━━━ Supplied information

PR #501, opened 2026-04-16
feat(ai): persist full rule-evaluation output for audit

### LINKED ISSUE #241: Review job audit lacks rule outputs; only stores rule IDs
**File:** packages/db-schema/src/schema/ai-flags.ts:46-64

reviewJobs.rules_fired stores rule IDs but not the matched drugs, severity, or reasoning. Insufficient for forensic/regulatory audit.

**Fix:** Add rules_output JSONB column with full match details; persist (redacted) prompt.

blamechris:
## Summary
- Migration **0032** adds \`review_jobs.rules_output jsonb DEFAULT '[]'\`.
- Drizzle schema exposes it as an array of \`RuleFlag\`-shaped records.
- \`review-service\` populates it with \`allRuleFlags\` in the same update that closes out the \`review_jobs\` row.

## Why
\`rules_fired\` stored only rule IDs. For regulatory review / adverse-event investigation / liability defense we need to reproduce the exact rule output — severity, category, rationale, matched-drug context, notify_specialties — at decision time without replaying the rule engine against (possibly-mutated) patient state. HIPAA §164.308(a)(1)(ii)(D) / §164.312(b) expects that.

## Test plan
- [x] \`pnpm --filter @carebridge/db-schema build\` — clean
- [x] \`pnpm --filter @carebridge/ai-oversight test\` — 278/278 passing
- [ ] Manual: apply migration 0032 to dev DB, confirm column exists with default '[]'

Closes #241

### DIFF
--- a/packages/db-schema/drizzle/0032_review_jobs_rules_output.sql
+++ b/packages/db-schema/drizzle/0032_review_jobs_rules_output.sql
@@ -1,0 +1,14 @@
+-- Migration: Persist full rule-evaluation output on review_jobs.
+--
+-- Previously review_jobs only stored rules_fired as an array of rule IDs.
+-- For forensic / regulatory audit (HIPAA §164.308(a)(1)(ii)(D), §164.312(b))
+-- that is not enough: when a decision is challenged we need the severity,
+-- category, matched-drug context, rationale, and notify_specialties that
+-- each rule produced — not just the rule's static ID.
+--
+-- rules_output is a jsonb array of RuleFlag entries (see packages/shared-
+-- types for the canonical shape). Nullable default '[]' keeps pre-existing
+-- rows valid; new writes always populate.
+
+ALTER TABLE review_jobs
+  ADD COLUMN IF NOT EXISTS rules_output jsonb NOT NULL DEFAULT '[]';
--- a/packages/db-schema/src/schema/ai-flags.ts
+++ b/packages/db-schema/src/schema/ai-flags.ts
@@ -69,6 +69,12 @@ export const reviewJobs = pgTable("review_jobs", {
   context_hash: text("context_hash"),
   rules_evaluated: jsonb("rules_evaluated").$type<string[]>().default([]),
   rules_fired: jsonb("rules_fired").$type<string[]>().default([]),
+  // Full rule-evaluation output: for each fired rule we persist the exact
+  // RuleFlag (severity, category, summary, rationale, suggested_action,
+  // notify_specialties, rule_id) so regulatory and forensic audits can
+  // reconstruct the decision without replaying the rule engine against
+  // (possibly-mutated) patient state. See migration 0032.
+  rules_output: jsonb("rules_output").$type<Array<Record<string, unknown>>>().default([]),
   llm_request_tokens: integer("llm_request_tokens"),
   llm_response_tokens: integer("llm_response_tokens"),
   redacted_prompt: text("redacted_prompt"),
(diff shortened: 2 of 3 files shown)


blamechris:
## Agent Review — PR #501

### Summary
Adds migration `0032_review_jobs_rules_output.sql` introducing `rules_output jsonb NOT NULL DEFAULT '[]'` on `review_jobs`, updates the Drizzle schema, and persists the full `RuleFlag[]` on job completion in `review-service.processReviewJob`. Closes #241.

### Strengths
- Migration is cleanly backward-compatible: `NOT NULL DEFAULT '[]'` means no backfill is needed and existing rows remain queryable.
- Good regulatory framing in the migration header (HIPAA §164.308(a)(1)(ii)(D) / §164.312(b)) — matches the reasoning style already used in `docs/hipaa-retention.md` and `docs/cds-exemption.md`.
- Stored alongside `redacted_prompt` / `redaction_audit` on the same row, so forensic reconstruction is one query.
- Tiny surface area (24 additions, 0 deletions), localized to one service write site.

### Issues
1. **PHI retention/encryption story not updated for the new column.** `rationale` and `summary` on `RuleFlag` are free-form strings produced by rules like `checkAllergyMedication` and `checkDrugInteractions`, which embed matched drug names and allergy substrates. These are PHI-adjacent. The existing `review_jobs.redacted_prompt` is called out in `docs/anthropic-baa.md` and `docs/cds-exemption.md`, but `rules_output` is not. The table has no retention trigger (unlike `audit_log` per migration 0012) and no column-level encryption (unlike `patient_diagnosis_notes` per 0028). Either (a) document that `rules_output` falls under the same 7-year retention as audit, (b) run it through PHI redaction on write, or (c) state explicitly that rule-flag text is de-identified by construction. Right now the PR sidesteps this.
2. **Audit immutability is NOT inherited.** The migration adds a column to `review_jobs`, which does NOT have the append-only triggers from migration 0012 (those are scoped to `audit_log` only). That's a defensible design choice (review jobs are operational, not the audit trail), but the PR claims this is for "forensic / regulatory audit" — forensic evidence should be tamper-evident. Worth a one-line note in the migration header clarifying that the authoritative audit trail remains `audit_log` and `rules_output` is supplementary.
3. **Type safety regression via `$type<Array<Record<string, unknown>>>()`.** `RuleFlag` already exists in `services/ai-oversight/src/rules/critical-values.ts:326` with a precise shape. Using `Record<string, unknown>` loses all type-checking on reads — downstream code that queries `review_jobs.rules_output` gets no IDE help and no structural guarantees. The correct fix is to lift `RuleFlag` into `packages/shared-types` (the migration header even says "see packages/shared-types for the canonical shape" — but it isn't there) and use `$type<RuleFlag[]>()`.
4. **Double cast `allRuleFlags as unknown as Array<Record<string, unknown>>` in review-service.ts.** Symptom of #3. Once `RuleFlag` lives in shared-types and the schema uses `$type<RuleFlag[]>()`, this cast becomes a no-op assignment.
5. **Migration header references "see packages/shared-types for the canonical shape"** but `RuleFlag` does not exist there. Either move the type or update the comment — documentation drift on day one.

### Deferred Items
- Consider a companion migration to add a retention/archival policy for `review_jobs` mirroring the `audit_log` plan in `docs/hipaa-retention.md`.
- Evaluate whether `rules_output` should be indexed for specific queries (e.g., severity filter for retrospective safety analytics). Not needed for merge.

### Verdict
**Approve with follow-ups.** The migration and write path are correct and safe. The type-safety issues and retention/encryption documentation gap should be addressed in follow-up PRs before the column accumulates volume. Filing `from-review` issues.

━━━━━━

### Task requirements
Output the entire listing precisely as it stands.

### Answer to this exercise
PR #501, opened 2026-04-16
feat(ai): persist full rule-evaluation output for audit

### LINKED ISSUE #241: Review job audit lacks rule outputs; only stores rule IDs
**File:** packages/db-schema/src/schema/ai-flags.ts:46-64

reviewJobs.rules_fired stores rule IDs but not the matched drugs, severity, or reasoning. Insufficient for forensic/regulatory audit.

**Fix:** Add rules_output JSONB column with full match details; persist (redacted) prompt.

blamechris:
## Summary
- Migration **0032** adds \`review_jobs.rules_output jsonb DEFAULT '[]'\`.
- Drizzle schema exposes it as an array of \`RuleFlag\`-shaped records.
- \`review-service\` populates it with \`allRuleFlags\` in the same update that closes out the \`review_jobs\` row.

## Why
\`rules_fired\` stored only rule IDs. For regulatory review / adverse-event investigation / liability defense we need to reproduce the exact rule output — severity, category, rationale, matched-drug context, notify_specialties — at decision time without replaying the rule engine against (possibly-mutated) patient state. HIPAA §164.308(a)(1)(ii)(D) / §164.312(b) expects that.

## Test plan
- [x] \`pnpm --filter @carebridge/db-schema build\` — clean
- [x] \`pnpm --filter @carebridge/ai-oversight test\` — 278/278 passing
- [ ] Manual: apply migration 0032 to dev DB, confirm column exists with default '[]'

Closes #241

### DIFF
--- a/packages/db-schema/drizzle/0032_review_jobs_rules_output.sql
+++ b/packages/db-schema/drizzle/0032_review_jobs_rules_output.sql
@@ -1,0 +1,14 @@
+-- Migration: Persist full rule-evaluation output on review_jobs.
+--
+-- Previously review_jobs only stored rules_fired as an array of rule IDs.
+-- For forensic / regulatory audit (HIPAA §164.308(a)(1)(ii)(D), §164.312(b))
+-- that is not enough: when a decision is challenged we need the severity,
+-- category, matched-drug context, rationale, and notify_specialties that
+-- each rule produced — not just the rule's static ID.
+--
+-- rules_output is a jsonb array of RuleFlag entries (see packages/shared-
+-- types for the canonical shape). Nullable default '[]' keeps pre-existing
+-- rows valid; new writes always populate.
+
+ALTER TABLE review_jobs
+  ADD COLUMN IF NOT EXISTS rules_output jsonb NOT NULL DEFAULT '[]';
--- a/packages/db-schema/src/schema/ai-flags.ts
+++ b/packages/db-schema/src/schema/ai-flags.ts
@@ -69,6 +69,12 @@ export const reviewJobs = pgTable("review_jobs", {
   context_hash: text("context_hash"),
   rules_evaluated: jsonb("rules_evaluated").$type<string[]>().default([]),
   rules_fired: jsonb("rules_fired").$type<string[]>().default([]),
+  // Full rule-evaluation output: for each fired rule we persist the exact
+  // RuleFlag (severity, category, summary, rationale, suggested_action,
+  // notify_specialties, rule_id) so regulatory and forensic audits can
+  // reconstruct the decision without replaying the rule engine against
+  // (possibly-mutated) patient state. See migration 0032.
+  rules_output: jsonb("rules_output").$type<Array<Record<string, unknown>>>().default([]),
   llm_request_tokens: integer("llm_request_tokens"),
   llm_response_tokens: integer("llm_response_tokens"),
   redacted_prompt: text("redacted_prompt"),
(diff shortened: 2 of 3 files shown)


blamechris:
## Agent Review — PR #501

### Summary
Adds migration `0032_review_jobs_rules_output.sql` introducing `rules_output jsonb NOT NULL DEFAULT '[]'` on `review_jobs`, updates the Drizzle schema, and persists the full `RuleFlag[]` on job completion in `review-service.processReviewJob`. Closes #241.

### Strengths
- Migration is cleanly backward-compatible: `NOT NULL DEFAULT '[]'` means no backfill is needed and existing rows remain queryable.
- Good regulatory framing in the migration header (HIPAA §164.308(a)(1)(ii)(D) / §164.312(b)) — matches the reasoning style already used in `docs/hipaa-retention.md` and `docs/cds-exemption.md`.
- Stored alongside `redacted_prompt` / `redaction_audit` on the same row, so forensic reconstruction is one query.
- Tiny surface area (24 additions, 0 deletions), localized to one service write site.

### Issues
1. **PHI retention/encryption story not updated for the new column.** `rationale` and `summary` on `RuleFlag` are free-form strings produced by rules like `checkAllergyMedication` and `checkDrugInteractions`, which embed matched drug names and allergy substrates. These are PHI-adjacent. The existing `review_jobs.redacted_prompt` is called out in `docs/anthropic-baa.md` and `docs/cds-exemption.md`, but `rules_output` is not. The table has no retention trigger (unlike `audit_log` per migration 0012) and no column-level encryption (unlike `patient_diagnosis_notes` per 0028). Either (a) document that `rules_output` falls under the same 7-year retention as audit, (b) run it through PHI redaction on write, or (c) state explicitly that rule-flag text is de-identified by construction. Right now the PR sidesteps this.
2. **Audit immutability is NOT inherited.** The migration adds a column to `review_jobs`, which does NOT have the append-only triggers from migration 0012 (those are scoped to `audit_log` only). That's a defensible design choice (review jobs are operational, not the audit trail), but the PR claims this is for "forensic / regulatory audit" — forensic evidence should be tamper-evident. Worth a one-line note in the migration header clarifying that the authoritative audit trail remains `audit_log` and `rules_output` is supplementary.
3. **Type safety regression via `$type<Array<Record<string, unknown>>>()`.** `RuleFlag` already exists in `services/ai-oversight/src/rules/critical-values.ts:326` with a precise shape. Using `Record<string, unknown>` loses all type-checking on reads — downstream code that queries `review_jobs.rules_output` gets no IDE help and no structural guarantees. The correct fix is to lift `RuleFlag` into `packages/shared-types` (the migration header even says "see packages/shared-types for the canonical shape" — but it isn't there) and use `$type<RuleFlag[]>()`.
4. **Double cast `allRuleFlags as unknown as Array<Record<string, unknown>>` in review-service.ts.** Symptom of #3. Once `RuleFlag` lives in shared-types and the schema uses `$type<RuleFlag[]>()`, this cast becomes a no-op assignment.
5. **Migration header references "see packages/shared-types for the canonical shape"** but `RuleFlag` does not exist there. Either move the type or update the comment — documentation drift on day one.

### Deferred Items
- Consider a companion migration to add a retention/archival policy for `review_jobs` mirroring the `audit_log` plan in `docs/hipaa-retention.md`.
- Evaluate whether `rules_output` should be indexed for specific queries (e.g., severity filter for retrospective safety analytics). Not needed for merge.

### Verdict
**Approve with follow-ups.** The migration and write path are correct and safe. The type-safety issues and retention/encryption documentation gap should be addressed in follow-up PRs before the column accumulates volume. Filing `from-review` issues.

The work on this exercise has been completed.